Just done the first paper submission in my second year of PhD. It is a resource paper releasing a dataset, where the second contribution is the insights from empirical studies on the data itself. My labmate did the hard work of leading the annotation process, while I do the not-so-easy job of running experiments to fine-tune and run inferences with LLMs. I learned quite a bit from it.

Finetuneing LLMs

  • From the implementation perspective, VLMs are just slightly different from LLMs. The difference is not significant compare to the difference between different types of LLMs.
    • For the input to the forward pass, in addition toinput_ids and attention_mask, there is also an pixel_values tensor.
    • The output is also different, defined entirely by the implementation of the forward() function of the model class.
  • Trainer is a very powerful approach for training and evaluating LLMs. However, it did not work for my specific use case. I wanted to fine-tune a low-rank adapter (LoRA) for LLaVA such that performance on evaluation set is measured by the NLI score between the generated text and the ground truth. The evaluation metric, by design, must be computed in a compute_metrics function. To calculate NLI score, that function must have access to the generated text. But it does not – only the logits for the FIRST token is available. You may say one can just implement a generation strategy, like greedy decoding, from scratch. However, for LLaVA, that requires the pixel_values, which represents the image. And guess what?
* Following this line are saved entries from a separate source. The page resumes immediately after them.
PR #76, opened 2016-04-28
travis: Create SSNTP certs and run SSNTP tests

sameo:

### DIFF
--- a/.travis.yml
+++ b/.travis.yml
@@ -1,4 +1,5 @@
 language: go
+sudo: required
 
 go:
     - 1.6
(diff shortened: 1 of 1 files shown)


.travis.yml
```diff
@@ -1,11 +1,23 @@
...
+sudo: required
 
 go:
     - 1.6
     - tip
 
 go_import_path: github.com/01org/ciao
 
+install:
+   - go install -v github.com/01org/ciao/ssntp/ciao-cert
```
markdryan: I think if we used before_script instead of install we wouldn't need to build ciao-cert explicitly.  travis is doing a go get ./... during install so it should build ciao-cert with everything else.  Just conjecture though.  We'd need to try to see.

.travis.yml
```diff
@@ -1,11 +1,23 @@
...
+   - sudo mkdir /etc/pki/ciao/
```
markdryan: Seems to be failing.  Maybe it wants a -p

sameo:
@markdryan Indeed, before_script allows us to get rid of the explicit ciao-cert build, thanks.

Travis still seems to be failing on go tip, where for some reasons GOROOT does not seem to be exported.

Issue #81, opened 2016-05-02
Should use parameterized SQL queries over fmt.Sprintf 


gcmurphy:
Failure to use parameterized SQL queries could lead to SQL injection:

 * https://github.com/01org/ciao/blob/master/ciao-controller/internal/datastore/sqlite3db.go#L1007
 * https://github.com/01org/ciao/blob/master/ciao-controller/internal/datastore/sqlite3db.go#L1119
 * https://github.com/01org/ciao/blob/master/ciao-controller/internal/datastore/sqlite3db.go#L1431
 * https://github.com/01org/ciao/blob/master/ciao-controller/internal/datastore/sqlite3db.go#L1432
 * https://github.com/01org/ciao/blob/master/ciao-controller/internal/datastore/sqlite3db.go#L1448
 * https://github.com/01org/ciao/blob/master/ciao-controller/internal/datastore/sqlite3db.go#L1467
 * https://github.com/01org/ciao/blob/master/ciao-controller/internal/datastore/sqlite3db.go#L1532

Should use a prepared statement of similar instead of fmt.Sprintf here.

kaccardi:
Hi, thanks!  I have created a pull request with the changes to address this issue, I'd appreciate your review. 
#87

PR #87, opened 2016-05-02
ciao-controller: datastore: use prepared statements rather than Sprintf

kaccardi:
Address issue #81

Go uses prepared statements for you under the covers... unless you
override this by using Sprintf.  Since prepared statements are
more secure, only use Sprintf if you have a very good reason - which
I didn't.


gcmurphy:
👍 looks good!

PR #111, opened 2016-05-09
travis: run ciao-controller/internal/datastore tests

chavafg:
run ciao-controller/internal/datastore tests

Signed-off-by: Salvador Fuentes <salvador.fuentes@intel.com>


markdryan:
Looks good.  However, could you just update the commit message to include a description?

Only the input_ids is available for compute_metrics!
    • It is tempting to raise a PR to the transformers library to add this feature :) I probably will raise an issue and see what happens.

Organizing experiments

In principle, given an experimental design, one can easily organize the code and data folders neatly. However, in practice, lots of things can go wrong: the experimental design can change, more independent variables can be introduced or removed, the dependent variables can change, jobs can fail, there may be bugs in the experiment code, etc. Any of those things, if happen, mess with the organization of code and data.

Given those challenges, I think a good ML researcher needs to achieve two things with their experiments:

  • Reproducibility: Ideally, for each number being reported in the paper, both code and data for that number must be saved in a readable way. That will become tricky when the final result is preceded by not just one program execution, but multiple (e.g., one data processing script, one model training script, another patchy model training script, then an inference script, then a metric generation script)
  • Efficiency: which means the ability to produce results fast. The time taken to produce the results, (strongly) assuming the data is already availabe, can be decomposed into (1) human-labor programming time and (2) machinery running time. While (2) can be trivially optimized via more efficient use of software and some clever algorithmic tricks, (1) is not that easy. Due to the dynamic nature of the requirements for ML code, it may take significant delay time to modify a codebase to accomodate every new experiment. A quick and dirty way is to duplicate an existing script and modify it just for the new experiment. But that causes code duplication, which in turn significantly harm the controlability (e.g., when a change is needed acroos many settings, changes need to be made across many files, which is proned to errors) and readablity of the code base (because the codebase is ~10 times larger).

As such, there is a reproducibility-efficiency trade-off in developing a codebase for ML experiments. I need more experience in order to figure out a system that works for myself. Coincidentally, in EMNLP this year (that I am going to attend!), a keynote speaker – Percy Liang – works on those two things. He made CodaLab with those two criteria as the selling points. I should probably check it out.